TDE Promotions – 15 April 2021
Two Live Streams from Wigmore Hall: Trish Clowes and Elaine Mitchener
Tony Dudley-Evans
“This was an outstanding start to the Associate Artists programme with Trish and Elaine, and encouraging evidence of an openness on the part of the Wigmore Hall, and also of the broader issue of the genre fluidity of so much contemporary music.”
Elaine Mitchener also moves between the jazz/improvised music and contemporary classical worlds. In recent years she has developed a number of projects related to the American black avant garde, notably Vocal Classics of the Black Avant Garde and The Jeanne Lee Project.

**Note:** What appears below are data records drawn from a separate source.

Issue #1833, opened 2026-08-18
Flake: ShippedPrebuiltBundlesTest proves "the seeder skipped" with MeshNode.Version, which the NodeType's own sources watcher also bumps — 1 in 15 whole-assembly runs


rbuergi:
`ShippedPrebuiltBundlesTest.UnchangedBundle_SkipsWithoutRewriting_AndReSeedsWhenTheStoreLosesItsBytes`
fails on whole-assembly runs of `MeshWeaver.PluginCatalog.Test`, always with the same shape:

```
Expected value to be 2 because an already-adopted entry must not be re-stamped — the write is
what activates the NodeType's per-node hub, and that activation is the whole cost being removed,
but found 3.
```

`ShippedPrebuiltBundlesTest.cs:147` — `afterSecond.Version.Should().Be(adoptedVersion, …)`.

This is the boot-time bundle **adoption** path (#1660 WS1 / #1707 slice 3), i.e. the decision that
made the difference between `alreadyBaked=0` and a warm start in #1814, so 25 % of the signal
missing from that gate is worth more than a normal test flake. Part of the flake population in
#1384.

## Measured (macOS, 18 cores, Release, xUnit v3 in-process exe)

| run shape | iterations | failures |
|---|---|---|
| **whole assembly** | **15** | **1 (6.7 %)** |
| `-class ShippedPrebuiltBundlesTest` | 60 | **0** |

Whole-assembly only — the same *shape* as #1826, but (see below) **not the same mechanism**.

## What actually happens

Instrumenting the test to record every emission of the NodeType's mesh-node stream, with the
seeder's own fields, makes the sequence explicit. A **passing** run:

```
 53 EMIT  v=3 status=Ok lcv=1 succAt=…234395 csv=0 cs=null   ← the adoption lands at v3, stamping
 53 MARK  after first SeedAll                                   LastCompiledVersion = 1
 54 MARK  captured adoptedVersion=3
 55 MARK  second SeedAll -> 1
 55 MARK  afterSecond.Version=3                              ← nothing emitted in between: SKIPPED
 68 EMIT  v=4 status=Ok lcv=3 succAt=…256234 csv=0 cs=0      ← step 3's deliberate re-adoption
```

Read the numbers: `Seed` read the node at **v1** (that is what it stamps as `LastCompiledVersion`
and what it uses as the assembly-store key), yet its write committed as **v3**. Something else
[...]

PR #1869, opened 2026-08-18
The re-drive barrier was satisfied by a REPLAYED pre-forge emission

### LINKED ISSUE #1866: NeverCompiledFailureRedriveTest: the forge barrier is satisfied by a REPLAYED pre-forge emission, so the re-drive bound is unprotected
`NeverCompiledFailureRedriveTest`'s bounded assertions are anchored on a barrier that a **replayed** emission satisfies. The barrier passes whether or not the write it is a barrier for ever landed, so everything downstream of it — including the negative assertion that pins the automatic re-drive's **bound** — is anchored at a point that can precede the state it is claiming about.

That bound is load-bearing. `ABrokenSource_IsReDrivenExactlyOnce_AndThenLeftAlone` is what stops a permanently-broken NodeType from spinning in an unbounded re-drive loop on the per-NodeType hub's single-threaded action block — the recompile-storm wedge the park registry exists to prevent. An assertion that can be satisfied spuriously leaves that unprotected.

## 1. The barrier is structurally vacuous — not a race, an identity

#1850 replaced "wait to SEE the forged record" (transient by construction) with "wait for the node's **Version** to reach the forge's write":

```csharp
var forgedVersion = forged.Version;
await workspace.GetMeshNodeStream(typePath)
    .Should().Within(20.Seconds())
    .Match(n => n.Version >= forgedVersion);
```

`forged` is what `GetMeshNodeStream(path).Update(...)` returned. For a foreign path that is `UpdateRemote`, which emits **`update(current)`** — the *optimistic local snapshot* (`MeshNodeStreamExtensions.EmitTerminal` → `observer.OnNext(updated)`; the queue's own comment says it "does NOT wait for the patch's echo from the owner"). The forge lambda rewrites `Content` only, so the returned node carries the **pre-write** `Version`.

And `GetMeshNodeStream(path)` is a **`Replay(1)`** mirror (`MeshNodeStreamCache` — `new ReplaySubject<MeshNode>(1)` per entry): every new subscription is handed the snapshot the mirror already holds.

So `n.Version >= forged.Version` is a bound the stream **is already sitting on**, and the replayed pre-forge snapshot satisfies it instantly. The barrier's stated purpose — "a later `Match` still cannot match pre-forge state" (#1850) — does not hold.

Measured on the real mesh, printed by the barrier itself, twice in one run:

```
Forged the never-compiled Error record on type/RedriveBounded8e88d046… (marker FORGED-de842257…);
  the mirror was replaying v6, Update handed back v6 (the SAME revision — so the old '>= 6' bound
  was already satisfied), owner then moved to v7.
Forged the never-compiled Error record on type/RedriveRecovers31ae3494… (marker FORGED-bf2f910a…);
  the mirror was replaying v7, Update handed back v7 (the SAME revision — so the old '>= 7' bound
  was already satisfied), owner then moved to v8.
```

The consequence in `ABrokenSource_…`: the very next `Match` waits for `Error && FailedBuildInputs` — which for a type that cannot compile is **byte-identical** to the record that was already there before the forge. Satisfied by the replay, the test believes it watched the re-drive fire and re-fail having observed only pre-forge state.

## 2. …and the negative assertion has no anchor at all

```csharp
await Mesh.GetWorkspace().GetMeshNodeStream(typePath)
    .Where(n => n?.Content is NodeTypeDefinition d
        && d.CompilationStatus is CompilationStatus.Pending or CompilationStatus.Compiling)
    .Should().NotEmit(window, because);
```

Its docstring claims non-vacuity ("the sibling assertions above prove the same subscription DOES see the flip"). They do not: the siblings are different subscriptions and none of them ever asserts that a `Pending` or `Compiling` value reached a subscriber at all.

The window the test *means* opens where the caller stands. The window `NotEmit` *observes* opens when its `SubscribeOn(TaskPoolScheduler)` attach lands — and `Replay(1)` collapses everything in between into one snapshot. **A complete re-drive (`Pending → Compiling → Error`) fits in that gap**, and for a broken type the state it re-settles at is indistinguishable from the state the window opened on. The assertion then passes having watched the exact thing it forbids.

## Reproduction — the constructed replay, both halves

`RedriveObservationReplayTest` (new, hermetic — a real `ReplaySubject<MeshNode>(1)` and a real `NodeTypeCompileParkRegistry`, no mesh, 4.4 s):

```
Passed  TheOldForgeBarrier_IsSatisfiedByTheReplayedPreForgeSnapshot
  Update returned version 7; the mirror already holds version 7. The old bound is '>= 7'.
  OLD BARRIER ACCEPTED the replay: version 7,
    CompilationError='CS0103: The name 'ThisSymbolDoesNotExist' does not exist',
    FailedBuildInputs='fw=1.0|mods=abc|src=42' — no forge in it.
  NEW BARRIER REJECTED the same replay (watermark v7).
  NEW BARRIER ACCEPTED the genuine owner-minted revision v8.

Passed  TheOldNegativeAssertion_IsSatisfiedByAReplayThatHidesAWholeReDrive
  OLD NEGATIVE ASSERTION PASSED while the ledger recorded re-drive 2 and attempt 2 —
    a FALSE GREEN on the bound that keeps a permanently-broken NodeType out of an unbounded
    retry loop.
  NEW NEGATIVE ASSERTION REJECTED the same replay: Expected value to be 1 … but found 2.
```

**"It passes" proves nothing here**: `NeverCompiledFailureRedriveTest` is **10/10 green locally** on `origin/main` at 75a70c20f (class-level, 10 iterations) — which is precisely why the defect needs a constructed replay rather than a repeat run.

## The fix

**A version watermark, plus the ledger as the primary bound.**

- **Watermark** — the barrier becomes strict (`Version > watermark`), and the anchor is threaded into every observation downstream of the forge. 🚨 Whose version: the **owner's**, and it is a strict *lower bound*, not a receipt — `MeshNode.Version` is minted by the owning hub for **every** writer (`NextVersion` = `current + 1`; #1833 is a test that flaked on assuming it tracks the caller's own write). It claims exactly one thing: the owner has committed at least one revision past the state the write was diffed against, so no later emission can be that state replayed.
- **Ledger (primary)** — `NodeTypeCompileParkRegistry` counts *events*: `RecordFailureRedrive` per automatic kickoff, `RecordAttempt` per real Roslyn dispatch (`RunCompile`). A counter cannot be replayed, cannot be conflated, and — decisively — can tell "the re-drive ran and re-failed" apart from "I was handed the pre-forge snapshot back", which for a broken type are the same record. The stream observation stays as independent corroboration.

Context: #1825 added the test, #1850 fixed the *first* race in the same barrier (waiting to observe a state designed to be overwritten). This is the second one it left behind.

rbuergi:
Closes #1866.

`NeverCompiledFailureRedriveTest`'s bounded assertions were anchored on a barrier that a **replayed** emission satisfies, so the assertion pinning the automatic re-drive's **bound** — `ABrokenSource_IsReDrivenExactlyOnce_AndThenLeftAlone`, which is what keeps a permanently-broken NodeType out of an unbounded retry loop on the per-NodeType hub's single-threaded action block — could pass without observing anything.

#1825 added the test; #1850 fixed the *first* race in the same barrier (it waited to *see* a record that is transient by construction). This is the second one it left behind.

## The defect — not a race, an identity

```csharp
var forgedVersion = forged.Version;                       // ← what Update() returned
await workspace.GetMeshNodeStream(typePath)
    .Should().Within(20.Seconds())
    .Match(n => n.Version >= forgedVersion);
```

- `Update` on a foreign path is `UpdateRemote`, which emits **`update(current)`** — the *optimistic local snapshot*; the queue "does NOT wait for the patch's echo from the owner". The forge lambda rewrites `Content` only, so the returned node carries the **pre-write** `Version`.
- `GetMeshNodeStream(path)` is a **`Replay(1)`** mirror (`new ReplaySubject<MeshNode>(1)` per cache entry): a new subscription is handed the snapshot already held.

So `>= forged.Version` is a bound **the stream is already sitting on**. The barrier passes whether or not the write landed, and everything downstream is anchored before the forge. In `ABrokenSource_…` the next `Match` waits for `Error && FailedBuildInputs` — for a type that cannot compile, byte-identical to the record that was already there.

Printed by the barrier itself on the real mesh, twice in one run:

```
the mirror was replaying v6, Update handed back v6 (the SAME revision — so the old '>= 6' bound
was already satisfied), owner then moved to v7.
the mirror was replaying v7, Update handed back v7 (the SAME revision — so the old '>= 7' bound
was already satisfied), owner then moved to v8.
```

And the negative assertion had **no anchor at all**. The window it *means* opens where the caller stands; the window `NotEmit` *observes* opens when its `SubscribeOn(TaskPoolScheduler)` attach lands — and `Replay(1)` collapses everything between into one snapshot. A whole `Pending → Compiling → Error` cycle fits in that gap. Its docstring claimed non-vacuity on the strength of sibling assertions that are different subscriptions and never assert a `Pending`/`Compiling` value reached anyone.

## The fix — a version watermark, plus the ledger as the primary bound

New `RedriveObservation` / `RedriveWindow` (test-side vocabulary, shared by the mesh tests and the proof):

- **Watermark.** The barrier becomes strict (`Version > watermark`) and the anchor is threaded into every observation downstream of the forge. 🚨 **Whose version:** the **owner's**, and a strict *lower bound*, not a receipt — `MeshNode.Version` is minted by the owning hub for **every** writer (`NextVersion` = `current + 1`; #1833 flaked on assuming it tracks the caller's own write). It claims exactly one thing: the owner committed at least one revision past the state this write was diffed against, so no later emission can be that state replayed. Said in those words in the code.
- **Ledger (primary).** `NodeTypeCompileParkRegistry` counts *events* — `RecordFailureRedrive` per automatic kickoff, `RecordAttempt` per real Roslyn dispatch (`RunCompile`). A counter cannot be replayed or conflated and can tell "the re-drive ran and re-failed" apart from "I was handed the pre-forge snapshot back". The window captures both counters where the *caller* stands, not where `NotEmit` happens to attach. The stream observation stays as independent corroboration.

## Non-vacuity — both halves, because "it passes" proves nothing here

`NeverCompiledFailureRedriveTest` is **10/10 green locally on `origin/main`** (class-level, 10 iterations, 75a70c20f). A false green survives its own fix, so the evidence is a **constructed replay**, not a repeat run.

`RedriveObservationReplayTest` (new; a real `ReplaySubject<MeshNode>(1)`, a real `NodeTypeCompileParkRegistry`, no mesh — 4.4 s):

```
Passed  TheOldForgeBarrier_IsSatisfiedByTheReplayedPreForgeSnapshot
  Update returned version 7; the mirror already holds version 7. The old bound is '>= 7'.
  OLD BARRIER ACCEPTED the replay: version 7,
    CompilationError='CS0103: The name 'ThisSymbolDoesNotExist' does not exist',
    FailedBuildInputs='fw=1.0|mods=abc|src=42' — no forge in it.
  NEW BARRIER REJECTED the same replay (watermark v7).
  NEW BARRIER ACCEPTED the genuine owner-minted revision v8.

Passed  TheOldNegativeAssertion_IsSatisfiedByAReplayThatHidesAWholeReDrive
  OLD NEGATIVE ASSERTION PASSED while the ledger recorded re-drive 2 and attempt 2 —
    a FALSE GREEN on the bound that keeps a permanently-broken NodeType out of an unbounded
    retry loop.
  NEW NEGATIVE ASSERTION REJECTED the same replay: Expected value to be 1 … but found 2.

Passed  TheNewNegativeAssertion_AcceptsAQuietWindow          ← the fix is not "assert false"
Passed  TheNewNegativeAssertion_CatchesADriveThatOnlyTheMirrorSaw ← the two witnesses are independent
Passed  TheWatermarkRejectsOnlyTheReplay                     ← the anchor rejects the replay, not newer state
```

## Verification

| | |
|---|---|
| `dotnet build … -c Release -p:CIRun=true -warnaserror` | 0 Warning(s), 0 Error(s) |
| `NeverCompiledFailureRedriveTest`, class-level, BEFORE (origin/main) | **10/10 pass** |
| `NeverCompiledFailureRedriveTest` + `RedriveObservationReplayTest`, class-level, AFTER | ****10/10 pass** (80 test executions)** |

No "What's New" entry: test-only change, no user-visible effect.

### DIFF
--- a/test/MeshWeaver.Hosting.Monolith.Test/NeverCompiledFailureRedriveTest.cs
+++ b/test/MeshWeaver.Hosting.Monolith.Test/NeverCompiledFailureRedriveTest.cs
@@ -38,6 +38,15 @@ namespace MeshWeaver.Hosting.Monolith.Test;
 ///
 /// <para>The pure half — the verdict-inputs token, the predicate, the ledger — is
 /// <c>FailedVerdictRedriveTest</c> in MeshWeaver.Graph.Test.</para>
+///
+/// <para>🚨 <b>The bounded assertions here are not self-certifying.</b> Every observation runs over
+/// <c>GetMeshNodeStream</c>, a <c>Replay(1)</c> mirror that hands each new subscription the snapshot
+/// it already holds and keeps nothing before it — so an assertion can be satisfied by a REPLAY of
+/// state that predates the thing it is claiming about, and it then passes for the wrong reason
+/// forever. <see cref="RedriveObservation"/> is the vocabulary that closes it (a version watermark,
+/// with the process ledger as the primary bound); <c>RedriveObservationReplayTest</c> is what proves
+/// it, by constructing the replay and pinning BOTH halves — the shape this file used to have
+/// accepting it, and this one refusing it while still accepting the genuine case.</para>
 /// </summary>
 public class NeverCompiledFailureRedriveTest(ITestOutputHelper output) : MonolithMeshTestBase(output)
 {
@@ -70,14 +79,17 @@ public class NeverCompiledFailureRedriveTest(ITestOutputHelper output) : Monolit
         var (typePath, baselineSucceededAt) = await CompileBaselineType("RedriveRecovers", GoodSource);
         var workspace = Mesh.GetWorkspace();
 
-        await ForgeNeverCompiledFailure(typePath);
+        var forgeWatermark = await ForgeNeverCompiledFailure(typePath);
 
         // The OWNER-side re-drive must rebuild it: back to Ok, with real assembly coordinates and a
-        // STRICTLY NEWER success timestamp (a replayed old Ok would prove nothing). Before the fix
-        // nothing re-drives this record at all, so this times out.
+        // STRICTLY NEWER success timestamp (a replayed old Ok would prove nothing) at a revision
+        // STRICTLY past the forge, so the mirror's Replay(1) hand-off of the pre-forge snapshot
+        // cannot satisfy it either. Before the fix nothing re-drives this record at all, so this
+        // times out.
         var recovered = await workspace.GetMeshNodeStream(typePath)
             .Should().Within(90.Seconds())
-            .Match(n => n.Content is NodeTypeDefinition d
+            .Match(n => RedriveObservation.IsPastWatermark(n, forgeWatermark)
+                && n.Content is NodeTypeDefinition d
                 && d.CompilationStatus == CompilationStatus.Ok
                 && !string.IsNullOrEmpty(d.LatestAssemblyPath)
                 && d.CompiledFrameworkVersion == NodeTypeCompilationHelpers.FrameworkVersion
@@ -90,7 +102,7 @@ public class NeverCompiledFailureRedriveTest(ITestOutputHelper output) : Monolit
         // failure look like it had already had its attempt), and nothing re-drives a healthy type.
         ((NodeTypeDefinition)recovered.Content!).FailedBuildInputs.Should().BeNull(
             "a success retires the failure verdict, so its inputs must go with it");
-        await AssertNoFurtherCompileIsDriven(typePath, 15.Seconds(),
+        await AssertNoFurtherCompileIsDriven(typePath, recovered.Version, 15.Seconds(),
             "a recovered type must not be re-driven again — the re-drive's own bookkeeping is what "
             + "makes its trigger false, and a trigger that survives its own write is a write cycle");
     }
@@ -124,20 +136,30 @@ public class NeverCompiledFailureRedriveTest(ITestOutputHelper output) : Monolit
 
         // Now stage the pre-fix record (no stamp) so the re-drive DOES fire, and prove it fires
         // exactly once: the attempt fails again, and nothing schedules another.
-        await ForgeNeverCompiledFailure(typePath);
+        var forgeWatermark = await ForgeNeverCompiledFailure(typePath);
 
-        await workspace.GetMeshNodeStream(typePath)
+        // 🚨 ANCHORED on the forge. Without the version clause this Match is satisfied by the
+        // mirror's Replay(1) hand-off of the PRE-forge record — which, for a type that cannot
+        // compile, is byte-identical to the record the re-drive re-settles at (Error, inputs
+        // stamped). The test would then believe it had watched the re-drive fire and re-fail having
+        // observed only state that predates the forge, and every bound below it would be anchored
+        // in the past. The forge nulls FailedBuildInputs, so a record carrying it again at a
+        // revision past the forge can only be the re-drive's own verdict.
+        var reFailed = await workspace.GetMeshNodeStream(typePath)
             .Should().Within(90.Seconds())
-            .Match(n => n.Content is NodeTypeDefinition d
+            .Match(n => RedriveObservation.IsPastWatermark(n, forgeWatermark)
+                && n.Content is NodeTypeDefinition d
                 && d.CompilationStatus == CompilationStatus.Error
                 && !string.IsNullOrEmpty(d.FailedBuildInputs));
         var redrives = ParkRegistry.GetFailureRedriveCount(typePath);
         redrives.Should().Be(1,
             "exactly one automatic attempt per distinct set of compile inputs — the flip to Pending "
             + "stamps those inputs in the same write, so the trigger cannot re-arm itself");
-        Output.WriteLine($"{typePath} re-driven {redrives}× and re-failed — now bounded.");
+        Output.WriteLine(
+            $"{typePath} re-driven {redrives}× and re-failed at v{reFailed.Version} "
+            + $"(forge watermark v{forgeWatermark}) — now bounded.");
 
-        await AssertNoFurtherCompileIsDriven(typePath, 20.Seconds(),
+        await AssertNoFurtherCompileIsDriven(typePath, reFailed.Version, 20.Seconds(),
             "a type whose source cannot compile must back off after its one attempt instead of "
             + "storming Roslyn on the hub's action block");
         ParkRegistry.GetFailureRedriveCount(typePath).Should().Be(1,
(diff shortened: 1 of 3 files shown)


rbuergi:
CI run 32184462421 came back red on **`Run tests (shard 2)`** — it is **#890**, not this diff. Re-ran the failed shard.

The framework's own canary names the verdict in the failure text:

```
canary=BELOW-ROSLYN
  shared:   THREW NullReferenceException at NamedTypeSymbol.Microsoft.Cci.ITypeDefinitionMember.get_ContainingTypeDefinition
  pristine: THREW NullReferenceException at NamedTypeSymbol.Microsoft.Cci.ITypeDefinitionMember.get_ContainingTypeDefinition
— a trivial compilation with BRAND-NEW references and freshly parsed source cannot emit either,
and BOTH legs died in the same frame ⇒ nothing about the reference set explains this; the broken
state is below Roslyn (CLR heap / JIT / GC), so no reference-set change can fix it
```

That is #890 verbatim — *"one Roslyn Emit poisons the whole process — every later compile NREs in `Cci.MetadataWriter.GetConsolidatedTypeParameters`"*.

Four things say it is not the branch:

1. **11 tests across 6 unrelated classes** went down together — `CompileLeafStabilityTest`, `LinkedInProfileLayoutAreaTest`, `LinkedInTelemetryImport…`, `FrameworkStale*`, `NodeAssemblyContexts*`, `OverlaidInstance_SelfRecycles…` — every one of them compile-dependent, none of them touched here.
2. **The process was already poisoned before this class ran.** First casualty 21:03:52 (`CompileLeafStabilityTest`); `NeverCompiledFailureRedriveTest` started 21:08:20.
3. `ABrokenSource_IsReDrivenExactlyOnce_AndThenLeftAlone` — the test at the centre of this PR — **passed**, because it is the one that *expects* the compile to fail.
4. **Shard 2 also failed on `main` today** (run 32178235661, 19:43Z, before this branch existed).

And the diff cannot reach it: three test files, no `src/` change, and the new `RedriveObservationReplayTest` boots no mesh and runs no Roslyn at all.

The set began with Charles Mingus’ String Quartet No. 1, a wonderful piece written by Mingus for a string quartet and a vocalist. The piece was premiered at the Whitney Museum in New York in 1972 as part of an evening dedicated to the memory of the poet Frank O’Hara, and seems not to have been performed again until it was discovered by Anton Lukoszevieze, leader of the Apartment House ensemble. The piece is built around the words of O’Hara’s The Clown, the words of which clearly had a resonance for Mingus with lines such as:
‘What have you done?’ he screamed. ‘I was
not like this when you came’ ‘Alas’
they sighed ‘you were not like us’.
The piece is intense, full of exciting gestures, and was brilliantly performed by the string quartet and Elaine, the latter declaiming the words of the poem with great expression and drama. It is a great discovery that I hope might enter the string quartet repertoire.
In similar vein from the avant garde of the 1960s and 1970s were Jeanne Lee’s Mingus Meditations, Archie Shepp’s Blé and Christian Wolff’s later piece I Like To Think Of Harriet Tubman, which sets to music the text about Harriet Tubman by Susan Griffin. Then there were pieces by Benjamin Patterson, Duet for Voice and String Instruments, Louise Bourgeois, Insomnia Drawings, Elaine herself, Thought Word, and Katalin Ladik Genesis. In these pieces Elaine’s brilliant, dramatic and occasionally alarming vocals, either wordless or improvising round individual words, integrated well with either Neil Charles’ solo double bass, or the string quartet.
This was an outstanding start to the Associate Artists programme with Trish and Elaine, and encouraging evidence of an openness on the part of the Wigmore Hall, and also of the broader issue of the genre fluidity of so much contemporary music.